Not being able to access the same content from anywhere in the world was
supposed to be the problem that the Internet was going to fix, right? (Region
restrictions are getting me depressed)

------
Tloewald
What's wrong with paying for what you use, assuming prices are reasonable? Why
have a cornucopia of crap?

In the US a fast net connection costs about $60. Once you've got that you can
watch, say, 3h of whatever you like for $6 every night -- assuming you pay
Apple or Amazon $2/h of content. Assuming 50% of your viewing is repeat
viewing, that drops to $3/night. Movies cost more, maybe as much as $20. But
you probably don't religiously watch 3h of TV per night. So let's say
$120/month at the high end. If you read, books are cheaper per hour than TV
unless you're a very fast reader. Magazines -- seriously who cares? Music is
$20/h but almost all of it is repeat listening.

That's pretty much the upper bound. In practice there's pointless friction and
inconvenience. Some shows aren't available.
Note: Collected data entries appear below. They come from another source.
PR #250, opened 2021-08-24
String formulae

serras:
This PR adds initial support for strings, the only available operations are creation of constants and equality. A concrete implementation of the theory for Z3 is also provided.

Note: there are some attempts at implementing the theory for SMTInterpol. However, [this comment](https://github.com/ultimate-pa/smtinterpol/pull/130#issuecomment-904416305) suggests that the string theory is not really supported. For that reason, those changes have been reverted (but you may want to squash everything).


src/org/sosy_lab/java_smt/basicimpl/AbstractFormulaManager.java
```diff
@@ -135,7 +138,8 @@ protected AbstractFormulaManager(
       @Nullable
           AbstractQuantifiedFormulaManager<TFormulaInfo, TType, TEnv, TFuncDecl> quantifiedManager,
       @Nullable AbstractArrayFormulaManager<TFormulaInfo, TType, TEnv, TFuncDecl> arrayManager,
-      @Nullable AbstractSLFormulaManager<TFormulaInfo, TType, TEnv, TFuncDecl> slManager) {
+      @Nullable AbstractSLFormulaManager<TFormulaInfo, TType, TEnv, TFuncDecl> slManager,
+      @Nullable StringFormulaManager strManager) {
```
kfriedberger, line 142: This looks strange: All managers are "Abstract*Managers" and the new StringFormulaManager is not.
This might be an effect of the small number of solvers supporting String theory.
For future extensions, this could be changed.

src/org/sosy_lab/java_smt/api/StringFormulaManager.java
```diff
@@ -0,0 +1,34 @@
...
+   * <p>Please make sure that the given name is valid in SMT-LIB2. Take a look at {@link
+   * FormulaManager#isValidName} for further information.
+   *
+   * <p>This method does not quote or unquote the given name, but uses the plain name "AS IS".
+   * {@link Formula#toString} can return a different String than the given one.
+   */
+  StringFormula makeVariable(String pVar);
+
+  BooleanFormula equal(StringFormula str1, StringFormula str2);
+}
```
kfriedberger, line 34: Is it useful (and possible) to already include more String-based methods here?
According to [SMTLIB2 String theory](http://smtlib.cs.uiowa.edu/theories-UnicodeStrings.shtml) the following methods might be possible: `concat`, `length`, and `compare` (maybe represented as `lessThan`/`greaterThan`).
Regular expressions might still be out of scope, but remain as future work (not in this PR).

src/org/sosy_lab/java_smt/solvers/z3/Z3FormulaCreator.java
```diff
@@ -193,12 +196,16 @@ public Long extractInfo(Formula pT) {
       case Z3_RE_SORT:
       case Z3_UNKNOWN_SORT:
       case Z3_UNINTERPRETED_SORT:
-        // TODO: support for remaining sorts.
-        throw new IllegalArgumentException(
-            "Unknown formula type "
-                + Native.sortToString(z3context, pSort)
-                + " with sort "
-                + sortKind);
+        if (Native.isStringSort(z3context, pSort)) {
```
kfriedberger, line 199: Is there an enum value for `Z3_STRING_SORT`? I could only find `Z3_RE_SORT`, is this the same sort and would match here, too?

src/org/sosy_lab/java_smt/test/ModelEvaluationTest.java
```diff
@@ -144,4 +144,14 @@ public void testGetBooleansEvaluation() throws SolverException, InterruptedExcep
...
+  @Test
+  public void testGetStringsEvaluation() throws SolverException, InterruptedException {
+    requireStrings();
+    evaluateInModel(
+        smgr.equal(smgr.makeVariable("x"), smgr.makeString("hello")),
+        smgr.makeVariable("y"),
+        Lists.newArrayList(null, "hello"),
+        Lists.newArrayList(null, smgr.makeString("hello")));
+  }
 }
```
kfriedberger, line 157: This is currently the only test for String theory in this PR.
Would it be possible to provide a JUnit test for `StringFormulaManager` containing a few more (small) tests?

kfriedberger (changes requested):
I like this PR. Overall it is clean and simple.
It would be nice to merge after fixing a few small points:
- the set of supported methods from String theory. Maybe we should add some more operations, like `concat`, `length`, and `lessThan`/`greaterThan`.
- missing tests.

kfriedberger:
Current status of this PR:
- Z3 and CVC4 support an sufficient range of features in String and Regex theory.

The following parts are still missing or incomplete or can be improved:
- a proper definition of the method `allChar`:
  It is unclear whether SMT solvers support the full range of Unicode or just Ascii, as defined in SMTLIB2 (maybe with more escaped characters?). For the current SMT solvers we have the following situation:
  - Z3 supports Unicode ranges, but returns unknown when solving with full range.
  - CVC4 seems to only accept Ascii, and crashes with full Unicode range.

  I would be in favour of removing the method `allChar` completely. We already provide a way to specify ranges of chars via the API. This should be sufficient.
- model evaluation: currently we have not yet any support and tests for model evaluation.
- more tests, e.g. for String comparison via LT/LEQ/GT/GEQ.
- optional: a way to translate a real Java regex into SMTLIB2 regex. Currently all regex formulas are build from basic parts from scratch.
- optional: a nice example, maybe encode a [regex crossword puzzle](https://regexcrossword.com/) with JavaSMT :-)

serras:
I've removed `allChar` and added conversions from regular expression classes (`Pattern` and `Matcher`).

I don't know very well how to check the current model evaluation. As far as I understand, it should work on Z3, but I don't know how to add more tests in the corresponding file.

As a third question: what do you mean as conversion between the Int and String theories?

kfriedberger:
Hi @serras 

1) The new API methods for Java regex might not work as expected. They will just return a String that is matches "literally", but not "structurally". If implemented, this feature might need a way to reconstruct a regex based on basic elements from SMTLIB.
I did not list the feature for now, but maybe as a future idea (sorry, should have added this as comment :-) ). This (if missing in the implementation) does not block the PR from merging.

2) There seem to be methods in Z3 and CVC4 to convert an expression from Int theory to String theory and also back, if the String consists of digits). These operations should be similar to the existing conversion between Int to Bitvector theory. For example, this could allow a query like `(= (itos (+ 1 2) (charAt "345" 0)))`.

Best.

kfriedberger:
I will take a look at the model evaluation in the next days.
The basic idea is to query the SMT solver for a model and have a way to determine the vairables in the model.
This should also support String values.

kfriedberger:
With the support for formula visitation, this PR looks sufficient for a merge.
I will review the changes again in the afternoon and plan to merge then.

kfriedberger (approved):

PR #422, opened 2022-04-05
KK-920 | Fix comments made by Anna

Jokinen:
## Description

* Don't show new event label if child can't enrol into upcoming events
* Include service description text on child page
* Fix modal alignment

## Context

[KK-920](https://helsinkisolutionoffice.atlassian.net/browse/KK-920)

### DIFF
--- a/src/common/translation/i18n/fi.json
+++ b/src/common/translation/i18n/fi.json
@@ -148,6 +148,91 @@
     },
     "skipToContentLabel": "Siirry suoraan sisältöön"
   },
+  "profile": {
+    "common": {
+      "message": {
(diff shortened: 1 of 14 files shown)


src/common/translation/i18n/fi.json
```diff
@@ -148,6 +148,91 @@
     },
     "skipToContentLabel": "Siirry suoraan sisältöön"
   },
+  "profile": {
+    "common": {
+      "message": {
+        "serviceDescription": "Hienoa että olet mukana Kulttuurin kummilapset -toiminnassa! Täällä voit tarkastella tapahtumakutsuja ja ilmoittautua tapahtumiin. Huomioithan, että kummilapsi voi osallistua vuosittain kahteen tapahtumaan, ellei toisin ilmoiteta. Nähdään kulttuurin parissa!"
```
charn, line 154: Should this be "Hienoa että" -> "Hienoa, että"

Jokinen: Hmn, maybe 🤔 Can't recall these rules in enough detail. This is how the copy is in the design.

Jokinen: Perhaps "Hienoa, että", unravels into: "On hienoa, että" which would suggest that the comma should be there.

PR #426, opened 2022-04-06
Remove unnecessary colon

Jokinen:
## Description

Translations contained a colon that was included by accident, resulting in a double colon in the UI. Remove colon from translations.

Other

- Removes package-lock file that should not be in the repo. We use yarn.lock instead.


nikomakela (approved):

nikomakela:
Approved! But, I wouldn't do a hotfix-release myself because of this

Jokinen:
Dropped documentation for release.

Some shows have long delays (HBO,
Showtime) before they can be (legally) downloaded. OTOH huge amounts of
content are available much more cheaply.

The only thing this model doesn't cover is watching TV as mindless background
noise -- paying $2/h for reality shows is probably going to drive you broke.

I think deliberately picking and paying for content is a better way to consume
content, sends the right signals to the right people, and also wastes less
time (don't watch stupid background noise shows, think carefully about what
you watch, and only watch good stuff with no ads).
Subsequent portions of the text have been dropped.